- [INSTRUCTIONS FOR THE TASK]: If a line in the entries below includes the string "verify", copy it out.

(Stored items)
⁂
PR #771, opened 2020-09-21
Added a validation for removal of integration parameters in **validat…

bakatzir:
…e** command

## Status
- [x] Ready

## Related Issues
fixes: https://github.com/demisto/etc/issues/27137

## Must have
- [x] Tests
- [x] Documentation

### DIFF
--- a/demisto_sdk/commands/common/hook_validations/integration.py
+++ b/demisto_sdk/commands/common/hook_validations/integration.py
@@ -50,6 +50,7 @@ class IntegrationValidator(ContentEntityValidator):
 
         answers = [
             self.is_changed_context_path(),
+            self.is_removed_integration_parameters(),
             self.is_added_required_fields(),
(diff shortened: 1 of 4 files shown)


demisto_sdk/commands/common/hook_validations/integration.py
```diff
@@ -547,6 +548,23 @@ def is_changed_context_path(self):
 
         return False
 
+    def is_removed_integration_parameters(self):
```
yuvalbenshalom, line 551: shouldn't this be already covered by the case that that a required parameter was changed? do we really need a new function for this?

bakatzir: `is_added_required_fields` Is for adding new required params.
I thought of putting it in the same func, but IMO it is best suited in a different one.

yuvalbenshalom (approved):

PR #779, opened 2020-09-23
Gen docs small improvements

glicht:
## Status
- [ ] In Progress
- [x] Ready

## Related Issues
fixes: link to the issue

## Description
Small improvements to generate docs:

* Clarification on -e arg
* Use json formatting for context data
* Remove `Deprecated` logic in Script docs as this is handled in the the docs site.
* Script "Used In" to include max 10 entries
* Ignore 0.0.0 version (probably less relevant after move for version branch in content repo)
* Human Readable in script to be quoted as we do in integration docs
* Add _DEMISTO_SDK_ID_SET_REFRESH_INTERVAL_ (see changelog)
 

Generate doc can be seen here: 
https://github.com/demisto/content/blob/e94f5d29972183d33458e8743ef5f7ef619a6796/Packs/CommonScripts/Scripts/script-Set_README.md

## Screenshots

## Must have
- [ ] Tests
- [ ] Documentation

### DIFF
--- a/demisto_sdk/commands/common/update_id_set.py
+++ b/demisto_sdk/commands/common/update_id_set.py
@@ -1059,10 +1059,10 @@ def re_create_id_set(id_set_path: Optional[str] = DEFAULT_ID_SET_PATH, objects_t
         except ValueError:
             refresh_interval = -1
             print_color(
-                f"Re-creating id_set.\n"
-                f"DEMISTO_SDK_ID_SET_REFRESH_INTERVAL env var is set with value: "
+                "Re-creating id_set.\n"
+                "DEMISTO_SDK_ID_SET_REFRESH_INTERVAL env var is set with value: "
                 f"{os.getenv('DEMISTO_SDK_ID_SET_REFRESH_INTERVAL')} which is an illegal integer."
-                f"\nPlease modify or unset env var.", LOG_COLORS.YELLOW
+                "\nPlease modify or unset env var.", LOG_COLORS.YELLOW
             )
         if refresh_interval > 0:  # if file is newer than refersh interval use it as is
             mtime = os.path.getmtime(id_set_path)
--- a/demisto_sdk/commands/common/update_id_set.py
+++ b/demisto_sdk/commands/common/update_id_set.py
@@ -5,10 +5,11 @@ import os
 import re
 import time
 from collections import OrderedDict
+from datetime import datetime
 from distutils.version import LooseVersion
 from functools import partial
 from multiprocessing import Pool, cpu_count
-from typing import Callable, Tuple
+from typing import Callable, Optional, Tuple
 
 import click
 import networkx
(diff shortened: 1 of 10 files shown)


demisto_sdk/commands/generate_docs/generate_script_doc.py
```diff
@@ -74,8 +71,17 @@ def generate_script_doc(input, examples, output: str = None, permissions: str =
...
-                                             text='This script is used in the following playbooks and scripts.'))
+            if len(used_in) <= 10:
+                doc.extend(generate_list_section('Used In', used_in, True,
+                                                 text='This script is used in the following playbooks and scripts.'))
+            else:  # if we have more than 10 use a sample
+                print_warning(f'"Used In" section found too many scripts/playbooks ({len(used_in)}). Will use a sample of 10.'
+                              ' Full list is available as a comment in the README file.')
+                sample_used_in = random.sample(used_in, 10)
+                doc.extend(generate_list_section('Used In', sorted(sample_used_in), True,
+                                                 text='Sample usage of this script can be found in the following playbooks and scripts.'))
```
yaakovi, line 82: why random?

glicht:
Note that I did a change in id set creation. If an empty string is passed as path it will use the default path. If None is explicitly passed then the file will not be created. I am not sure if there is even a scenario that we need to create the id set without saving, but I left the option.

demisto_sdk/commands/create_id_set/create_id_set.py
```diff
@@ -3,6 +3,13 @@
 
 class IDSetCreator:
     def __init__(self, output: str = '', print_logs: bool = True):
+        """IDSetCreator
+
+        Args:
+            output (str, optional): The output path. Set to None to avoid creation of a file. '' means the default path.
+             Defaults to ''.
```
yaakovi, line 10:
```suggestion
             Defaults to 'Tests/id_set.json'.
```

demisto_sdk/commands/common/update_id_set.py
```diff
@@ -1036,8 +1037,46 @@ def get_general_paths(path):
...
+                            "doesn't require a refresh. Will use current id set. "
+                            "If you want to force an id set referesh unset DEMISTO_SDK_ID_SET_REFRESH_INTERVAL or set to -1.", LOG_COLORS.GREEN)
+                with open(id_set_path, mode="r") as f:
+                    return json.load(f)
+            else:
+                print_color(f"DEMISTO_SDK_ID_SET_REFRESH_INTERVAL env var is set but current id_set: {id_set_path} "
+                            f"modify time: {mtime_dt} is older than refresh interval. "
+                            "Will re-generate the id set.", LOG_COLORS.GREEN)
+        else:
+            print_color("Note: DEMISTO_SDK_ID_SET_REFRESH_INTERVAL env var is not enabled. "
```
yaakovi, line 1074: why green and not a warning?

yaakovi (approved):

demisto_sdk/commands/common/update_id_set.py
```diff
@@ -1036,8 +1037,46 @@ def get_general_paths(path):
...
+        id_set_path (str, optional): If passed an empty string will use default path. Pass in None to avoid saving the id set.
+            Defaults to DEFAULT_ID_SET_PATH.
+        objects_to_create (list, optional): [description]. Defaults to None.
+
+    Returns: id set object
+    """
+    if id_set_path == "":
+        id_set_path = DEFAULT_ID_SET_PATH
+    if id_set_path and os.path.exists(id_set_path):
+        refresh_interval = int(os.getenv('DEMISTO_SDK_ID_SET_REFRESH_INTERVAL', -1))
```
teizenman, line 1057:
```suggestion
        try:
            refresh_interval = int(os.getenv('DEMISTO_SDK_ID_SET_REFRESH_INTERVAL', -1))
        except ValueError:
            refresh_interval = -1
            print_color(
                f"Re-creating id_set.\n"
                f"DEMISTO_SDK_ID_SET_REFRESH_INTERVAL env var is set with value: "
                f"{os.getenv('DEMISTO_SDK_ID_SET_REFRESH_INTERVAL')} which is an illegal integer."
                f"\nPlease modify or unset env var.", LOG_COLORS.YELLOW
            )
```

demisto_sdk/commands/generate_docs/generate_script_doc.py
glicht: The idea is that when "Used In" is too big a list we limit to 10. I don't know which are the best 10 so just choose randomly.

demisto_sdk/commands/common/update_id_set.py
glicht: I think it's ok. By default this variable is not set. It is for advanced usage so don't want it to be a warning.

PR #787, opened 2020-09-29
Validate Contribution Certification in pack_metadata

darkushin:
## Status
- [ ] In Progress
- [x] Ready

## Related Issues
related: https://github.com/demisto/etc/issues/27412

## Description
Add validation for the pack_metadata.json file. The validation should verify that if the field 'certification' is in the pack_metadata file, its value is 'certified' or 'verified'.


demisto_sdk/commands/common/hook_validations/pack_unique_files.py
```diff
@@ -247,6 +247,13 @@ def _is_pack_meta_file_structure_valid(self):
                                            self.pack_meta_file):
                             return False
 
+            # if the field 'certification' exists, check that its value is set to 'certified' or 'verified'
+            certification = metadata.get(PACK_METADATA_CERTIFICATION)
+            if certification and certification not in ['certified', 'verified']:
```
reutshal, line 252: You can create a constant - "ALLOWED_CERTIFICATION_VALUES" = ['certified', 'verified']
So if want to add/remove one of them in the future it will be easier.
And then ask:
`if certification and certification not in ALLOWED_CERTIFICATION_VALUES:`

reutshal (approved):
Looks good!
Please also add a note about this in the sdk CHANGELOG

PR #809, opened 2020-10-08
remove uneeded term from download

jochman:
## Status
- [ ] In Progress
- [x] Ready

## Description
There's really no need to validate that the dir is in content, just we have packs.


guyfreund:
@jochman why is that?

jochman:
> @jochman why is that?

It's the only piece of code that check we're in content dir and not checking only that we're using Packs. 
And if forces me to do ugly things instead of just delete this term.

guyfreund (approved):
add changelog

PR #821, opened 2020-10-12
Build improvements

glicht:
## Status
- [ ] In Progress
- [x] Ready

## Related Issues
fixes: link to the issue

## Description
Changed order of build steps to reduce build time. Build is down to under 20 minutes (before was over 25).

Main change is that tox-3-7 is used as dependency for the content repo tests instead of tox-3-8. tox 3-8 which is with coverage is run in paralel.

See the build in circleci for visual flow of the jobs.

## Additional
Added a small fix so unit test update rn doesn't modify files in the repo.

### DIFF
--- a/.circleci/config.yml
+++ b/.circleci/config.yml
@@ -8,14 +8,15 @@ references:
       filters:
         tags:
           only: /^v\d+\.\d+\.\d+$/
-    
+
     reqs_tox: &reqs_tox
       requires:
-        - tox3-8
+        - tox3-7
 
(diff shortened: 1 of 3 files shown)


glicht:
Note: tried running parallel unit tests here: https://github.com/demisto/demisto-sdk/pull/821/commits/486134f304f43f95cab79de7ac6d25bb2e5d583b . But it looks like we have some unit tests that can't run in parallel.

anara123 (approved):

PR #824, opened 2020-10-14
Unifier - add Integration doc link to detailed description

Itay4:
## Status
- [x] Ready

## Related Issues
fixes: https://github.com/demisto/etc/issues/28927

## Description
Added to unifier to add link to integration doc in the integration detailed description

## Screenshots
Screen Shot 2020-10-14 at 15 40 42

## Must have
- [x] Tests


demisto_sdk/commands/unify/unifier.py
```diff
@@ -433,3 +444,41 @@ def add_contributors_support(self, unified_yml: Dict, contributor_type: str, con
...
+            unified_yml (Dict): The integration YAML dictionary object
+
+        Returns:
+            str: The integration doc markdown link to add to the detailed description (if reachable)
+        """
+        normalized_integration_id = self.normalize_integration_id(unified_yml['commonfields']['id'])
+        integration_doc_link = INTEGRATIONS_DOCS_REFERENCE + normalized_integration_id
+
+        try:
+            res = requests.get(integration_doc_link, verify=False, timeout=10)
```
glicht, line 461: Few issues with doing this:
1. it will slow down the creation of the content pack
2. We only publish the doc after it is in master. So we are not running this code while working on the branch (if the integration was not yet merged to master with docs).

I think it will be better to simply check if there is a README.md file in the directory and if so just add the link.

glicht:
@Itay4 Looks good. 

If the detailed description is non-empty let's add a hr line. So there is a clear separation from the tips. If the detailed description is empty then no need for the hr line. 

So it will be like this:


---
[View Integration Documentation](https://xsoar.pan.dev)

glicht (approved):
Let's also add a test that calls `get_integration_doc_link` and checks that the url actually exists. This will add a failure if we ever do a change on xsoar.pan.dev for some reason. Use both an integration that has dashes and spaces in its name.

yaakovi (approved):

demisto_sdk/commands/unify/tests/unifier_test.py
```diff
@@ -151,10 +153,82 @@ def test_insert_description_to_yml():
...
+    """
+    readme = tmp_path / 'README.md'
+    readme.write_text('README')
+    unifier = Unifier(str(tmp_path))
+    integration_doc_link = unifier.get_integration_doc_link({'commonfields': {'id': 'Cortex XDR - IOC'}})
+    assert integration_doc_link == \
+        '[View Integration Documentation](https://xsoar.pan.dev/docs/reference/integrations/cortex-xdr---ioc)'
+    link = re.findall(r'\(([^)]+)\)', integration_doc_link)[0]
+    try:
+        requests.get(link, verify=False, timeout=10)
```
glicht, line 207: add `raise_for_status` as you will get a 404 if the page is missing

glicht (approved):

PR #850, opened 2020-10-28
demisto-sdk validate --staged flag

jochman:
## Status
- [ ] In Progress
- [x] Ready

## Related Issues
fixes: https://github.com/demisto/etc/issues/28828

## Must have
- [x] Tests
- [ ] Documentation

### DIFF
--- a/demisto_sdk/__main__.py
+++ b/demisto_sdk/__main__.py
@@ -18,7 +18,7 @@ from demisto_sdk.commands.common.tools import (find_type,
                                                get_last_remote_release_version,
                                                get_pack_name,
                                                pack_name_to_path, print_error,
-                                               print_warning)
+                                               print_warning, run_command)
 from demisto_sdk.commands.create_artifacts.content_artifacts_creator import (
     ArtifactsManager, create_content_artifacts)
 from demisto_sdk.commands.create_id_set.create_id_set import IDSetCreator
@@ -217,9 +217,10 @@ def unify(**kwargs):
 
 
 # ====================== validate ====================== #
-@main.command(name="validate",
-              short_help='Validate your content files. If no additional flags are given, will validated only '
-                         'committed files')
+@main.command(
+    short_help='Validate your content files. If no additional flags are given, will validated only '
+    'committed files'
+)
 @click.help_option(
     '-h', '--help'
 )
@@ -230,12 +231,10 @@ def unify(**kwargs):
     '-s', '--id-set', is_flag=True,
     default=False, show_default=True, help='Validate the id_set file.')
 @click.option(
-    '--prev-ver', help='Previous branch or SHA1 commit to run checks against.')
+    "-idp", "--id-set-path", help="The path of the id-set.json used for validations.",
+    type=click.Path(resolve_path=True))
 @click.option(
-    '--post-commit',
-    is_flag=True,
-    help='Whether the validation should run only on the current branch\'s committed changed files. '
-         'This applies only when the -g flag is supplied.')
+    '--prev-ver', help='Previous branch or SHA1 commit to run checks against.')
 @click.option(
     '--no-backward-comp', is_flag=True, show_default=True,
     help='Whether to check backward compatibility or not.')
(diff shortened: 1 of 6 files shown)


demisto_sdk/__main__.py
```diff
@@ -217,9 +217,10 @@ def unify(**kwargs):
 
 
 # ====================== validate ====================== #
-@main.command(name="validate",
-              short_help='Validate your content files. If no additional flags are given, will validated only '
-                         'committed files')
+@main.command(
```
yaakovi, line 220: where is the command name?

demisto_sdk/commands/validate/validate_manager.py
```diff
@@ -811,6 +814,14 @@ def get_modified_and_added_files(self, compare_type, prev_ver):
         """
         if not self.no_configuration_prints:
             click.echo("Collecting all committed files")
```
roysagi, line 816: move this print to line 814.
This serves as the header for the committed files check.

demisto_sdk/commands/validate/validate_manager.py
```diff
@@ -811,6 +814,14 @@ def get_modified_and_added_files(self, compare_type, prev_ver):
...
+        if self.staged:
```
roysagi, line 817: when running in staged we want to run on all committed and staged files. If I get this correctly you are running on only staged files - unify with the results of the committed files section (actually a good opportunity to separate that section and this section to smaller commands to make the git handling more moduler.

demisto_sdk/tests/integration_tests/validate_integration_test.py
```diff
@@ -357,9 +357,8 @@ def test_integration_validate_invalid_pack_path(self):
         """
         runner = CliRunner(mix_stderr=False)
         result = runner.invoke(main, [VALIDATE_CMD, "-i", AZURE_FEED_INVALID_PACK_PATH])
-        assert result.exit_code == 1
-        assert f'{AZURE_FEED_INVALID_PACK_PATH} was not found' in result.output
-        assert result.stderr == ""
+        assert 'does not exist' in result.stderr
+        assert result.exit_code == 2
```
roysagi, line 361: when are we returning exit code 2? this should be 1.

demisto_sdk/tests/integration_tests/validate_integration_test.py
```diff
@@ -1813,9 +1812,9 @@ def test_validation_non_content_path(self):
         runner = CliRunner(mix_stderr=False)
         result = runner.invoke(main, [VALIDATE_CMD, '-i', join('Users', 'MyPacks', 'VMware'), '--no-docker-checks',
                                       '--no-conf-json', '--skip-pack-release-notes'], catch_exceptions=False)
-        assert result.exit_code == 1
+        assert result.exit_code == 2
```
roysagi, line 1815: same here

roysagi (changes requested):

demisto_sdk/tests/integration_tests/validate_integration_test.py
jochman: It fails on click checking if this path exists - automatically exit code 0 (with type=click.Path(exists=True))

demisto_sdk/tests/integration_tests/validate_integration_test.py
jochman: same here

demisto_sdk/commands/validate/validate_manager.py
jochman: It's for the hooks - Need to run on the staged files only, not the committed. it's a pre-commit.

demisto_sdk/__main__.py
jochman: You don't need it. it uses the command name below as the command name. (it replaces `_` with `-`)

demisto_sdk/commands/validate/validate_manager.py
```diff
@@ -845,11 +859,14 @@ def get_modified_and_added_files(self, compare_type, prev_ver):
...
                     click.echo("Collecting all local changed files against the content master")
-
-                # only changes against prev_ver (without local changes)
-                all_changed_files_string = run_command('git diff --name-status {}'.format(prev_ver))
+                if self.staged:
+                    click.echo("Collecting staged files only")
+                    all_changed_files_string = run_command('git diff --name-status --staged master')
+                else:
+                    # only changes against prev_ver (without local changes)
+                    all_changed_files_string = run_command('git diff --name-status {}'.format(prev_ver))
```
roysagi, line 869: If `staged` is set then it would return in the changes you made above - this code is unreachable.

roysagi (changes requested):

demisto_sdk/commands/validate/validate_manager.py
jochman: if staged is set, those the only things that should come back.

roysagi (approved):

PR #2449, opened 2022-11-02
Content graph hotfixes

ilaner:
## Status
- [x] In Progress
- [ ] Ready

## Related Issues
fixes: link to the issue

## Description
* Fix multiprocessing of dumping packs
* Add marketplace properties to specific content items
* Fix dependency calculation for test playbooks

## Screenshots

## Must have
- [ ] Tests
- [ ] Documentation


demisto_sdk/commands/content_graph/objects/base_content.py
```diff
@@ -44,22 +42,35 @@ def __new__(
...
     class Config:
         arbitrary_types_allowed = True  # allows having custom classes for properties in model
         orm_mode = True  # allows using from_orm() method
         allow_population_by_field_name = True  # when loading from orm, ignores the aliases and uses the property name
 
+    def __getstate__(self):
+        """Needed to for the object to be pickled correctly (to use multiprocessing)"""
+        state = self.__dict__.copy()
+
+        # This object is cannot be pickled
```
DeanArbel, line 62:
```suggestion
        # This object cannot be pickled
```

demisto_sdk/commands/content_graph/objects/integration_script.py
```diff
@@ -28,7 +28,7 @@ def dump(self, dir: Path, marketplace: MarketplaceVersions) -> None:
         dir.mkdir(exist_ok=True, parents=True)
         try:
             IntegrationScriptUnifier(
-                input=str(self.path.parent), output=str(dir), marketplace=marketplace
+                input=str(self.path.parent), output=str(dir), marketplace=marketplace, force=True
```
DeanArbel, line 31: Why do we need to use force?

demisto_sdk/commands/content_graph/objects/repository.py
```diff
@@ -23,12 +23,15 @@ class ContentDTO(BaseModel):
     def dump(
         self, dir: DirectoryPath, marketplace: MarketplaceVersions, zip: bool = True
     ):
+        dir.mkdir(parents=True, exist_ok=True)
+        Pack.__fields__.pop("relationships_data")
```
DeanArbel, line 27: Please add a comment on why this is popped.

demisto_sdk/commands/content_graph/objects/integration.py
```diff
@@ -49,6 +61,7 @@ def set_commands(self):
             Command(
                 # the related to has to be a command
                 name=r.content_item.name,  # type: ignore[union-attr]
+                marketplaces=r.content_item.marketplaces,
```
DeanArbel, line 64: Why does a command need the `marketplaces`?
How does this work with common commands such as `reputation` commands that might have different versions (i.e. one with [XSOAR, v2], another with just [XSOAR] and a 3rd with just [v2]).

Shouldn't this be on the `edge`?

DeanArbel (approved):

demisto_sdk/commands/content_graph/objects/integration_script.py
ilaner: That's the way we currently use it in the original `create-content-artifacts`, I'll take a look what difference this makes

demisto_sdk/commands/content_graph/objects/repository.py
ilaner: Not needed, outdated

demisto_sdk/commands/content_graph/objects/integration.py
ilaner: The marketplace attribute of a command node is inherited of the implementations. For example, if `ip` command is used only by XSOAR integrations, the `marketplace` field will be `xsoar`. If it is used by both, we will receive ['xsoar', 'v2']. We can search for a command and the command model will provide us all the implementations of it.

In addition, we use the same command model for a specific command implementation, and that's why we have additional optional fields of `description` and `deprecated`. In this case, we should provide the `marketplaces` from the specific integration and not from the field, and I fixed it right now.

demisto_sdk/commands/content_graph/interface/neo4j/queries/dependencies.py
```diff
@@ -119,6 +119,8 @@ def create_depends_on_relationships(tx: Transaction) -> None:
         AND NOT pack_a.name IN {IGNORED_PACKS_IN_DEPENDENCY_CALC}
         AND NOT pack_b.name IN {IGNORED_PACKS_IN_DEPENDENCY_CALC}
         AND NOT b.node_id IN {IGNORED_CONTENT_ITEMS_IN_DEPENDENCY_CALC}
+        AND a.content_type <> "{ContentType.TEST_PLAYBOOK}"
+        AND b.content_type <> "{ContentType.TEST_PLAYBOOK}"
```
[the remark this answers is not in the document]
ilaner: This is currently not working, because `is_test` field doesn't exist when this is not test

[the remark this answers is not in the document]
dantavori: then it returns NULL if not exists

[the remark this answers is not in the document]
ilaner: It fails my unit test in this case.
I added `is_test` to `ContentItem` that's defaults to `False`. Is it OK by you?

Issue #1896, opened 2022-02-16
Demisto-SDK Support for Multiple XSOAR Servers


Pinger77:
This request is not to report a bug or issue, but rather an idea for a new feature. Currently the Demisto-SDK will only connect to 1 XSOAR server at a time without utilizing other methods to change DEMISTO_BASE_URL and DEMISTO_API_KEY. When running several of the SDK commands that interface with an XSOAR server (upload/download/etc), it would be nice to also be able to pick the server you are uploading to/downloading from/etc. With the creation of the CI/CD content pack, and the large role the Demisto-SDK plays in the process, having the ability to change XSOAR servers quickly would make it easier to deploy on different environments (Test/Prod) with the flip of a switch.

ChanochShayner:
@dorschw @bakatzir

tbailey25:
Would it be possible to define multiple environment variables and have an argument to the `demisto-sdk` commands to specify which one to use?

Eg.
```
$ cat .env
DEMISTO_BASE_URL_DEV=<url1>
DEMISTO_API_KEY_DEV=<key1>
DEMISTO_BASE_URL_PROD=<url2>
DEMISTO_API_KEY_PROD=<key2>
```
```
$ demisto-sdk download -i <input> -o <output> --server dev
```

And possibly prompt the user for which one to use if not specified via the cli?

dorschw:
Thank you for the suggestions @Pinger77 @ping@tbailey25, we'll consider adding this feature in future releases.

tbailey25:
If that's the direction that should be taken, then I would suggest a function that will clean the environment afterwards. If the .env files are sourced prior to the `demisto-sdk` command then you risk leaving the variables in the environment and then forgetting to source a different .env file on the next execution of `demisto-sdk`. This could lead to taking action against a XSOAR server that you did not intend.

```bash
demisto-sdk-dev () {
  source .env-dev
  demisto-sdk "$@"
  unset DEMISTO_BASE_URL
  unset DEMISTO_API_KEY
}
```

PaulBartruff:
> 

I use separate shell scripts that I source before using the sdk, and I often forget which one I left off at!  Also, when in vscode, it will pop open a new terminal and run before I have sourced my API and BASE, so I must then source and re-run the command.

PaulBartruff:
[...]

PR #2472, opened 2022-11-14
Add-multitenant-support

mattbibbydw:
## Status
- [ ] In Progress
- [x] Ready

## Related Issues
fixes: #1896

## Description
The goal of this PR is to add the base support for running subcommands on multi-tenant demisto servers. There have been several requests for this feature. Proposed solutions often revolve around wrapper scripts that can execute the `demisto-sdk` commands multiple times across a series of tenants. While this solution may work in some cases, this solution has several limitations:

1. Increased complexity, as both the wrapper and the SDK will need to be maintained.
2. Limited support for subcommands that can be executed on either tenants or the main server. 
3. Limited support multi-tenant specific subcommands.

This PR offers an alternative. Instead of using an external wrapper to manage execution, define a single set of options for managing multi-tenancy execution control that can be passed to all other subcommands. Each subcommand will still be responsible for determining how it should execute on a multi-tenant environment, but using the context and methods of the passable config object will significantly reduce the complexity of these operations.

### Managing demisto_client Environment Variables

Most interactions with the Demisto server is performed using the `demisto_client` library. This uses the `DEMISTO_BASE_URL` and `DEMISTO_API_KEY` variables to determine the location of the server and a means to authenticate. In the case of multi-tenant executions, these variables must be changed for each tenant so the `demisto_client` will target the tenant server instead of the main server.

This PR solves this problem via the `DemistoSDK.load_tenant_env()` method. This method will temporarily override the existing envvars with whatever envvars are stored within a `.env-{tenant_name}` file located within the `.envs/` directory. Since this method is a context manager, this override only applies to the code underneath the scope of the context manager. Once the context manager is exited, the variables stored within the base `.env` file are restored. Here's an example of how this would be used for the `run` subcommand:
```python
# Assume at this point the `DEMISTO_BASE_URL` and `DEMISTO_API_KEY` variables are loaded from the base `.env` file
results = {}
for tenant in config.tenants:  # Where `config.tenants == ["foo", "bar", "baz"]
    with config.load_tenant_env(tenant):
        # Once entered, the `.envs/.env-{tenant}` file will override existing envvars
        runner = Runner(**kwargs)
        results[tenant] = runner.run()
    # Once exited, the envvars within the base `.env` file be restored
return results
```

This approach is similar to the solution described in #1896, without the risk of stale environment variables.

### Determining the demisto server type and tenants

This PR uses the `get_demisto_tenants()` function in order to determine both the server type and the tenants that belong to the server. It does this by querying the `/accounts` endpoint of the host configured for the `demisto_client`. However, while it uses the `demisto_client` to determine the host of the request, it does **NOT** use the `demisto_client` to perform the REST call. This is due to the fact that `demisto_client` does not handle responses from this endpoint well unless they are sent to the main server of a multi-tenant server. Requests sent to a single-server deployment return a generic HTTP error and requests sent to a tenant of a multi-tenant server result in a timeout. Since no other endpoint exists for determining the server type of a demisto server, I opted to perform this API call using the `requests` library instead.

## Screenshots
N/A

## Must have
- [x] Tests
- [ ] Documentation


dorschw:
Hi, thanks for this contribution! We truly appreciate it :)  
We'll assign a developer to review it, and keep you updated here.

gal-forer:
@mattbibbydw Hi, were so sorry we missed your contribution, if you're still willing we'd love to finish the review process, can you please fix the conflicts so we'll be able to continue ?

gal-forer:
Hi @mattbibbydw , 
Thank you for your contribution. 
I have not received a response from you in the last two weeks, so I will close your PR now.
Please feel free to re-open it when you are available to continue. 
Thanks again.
⁂
- [TASK OUTPUT]:
Add validation for the pack_metadata.json file. The validation should verify that if the field 'certification' is in the pack_metadata file, its value is 'certified' or 'verified'.
+            res = requests.get(integration_doc_link, verify=False, timeout=10)
+        requests.get(link, verify=False, timeout=10)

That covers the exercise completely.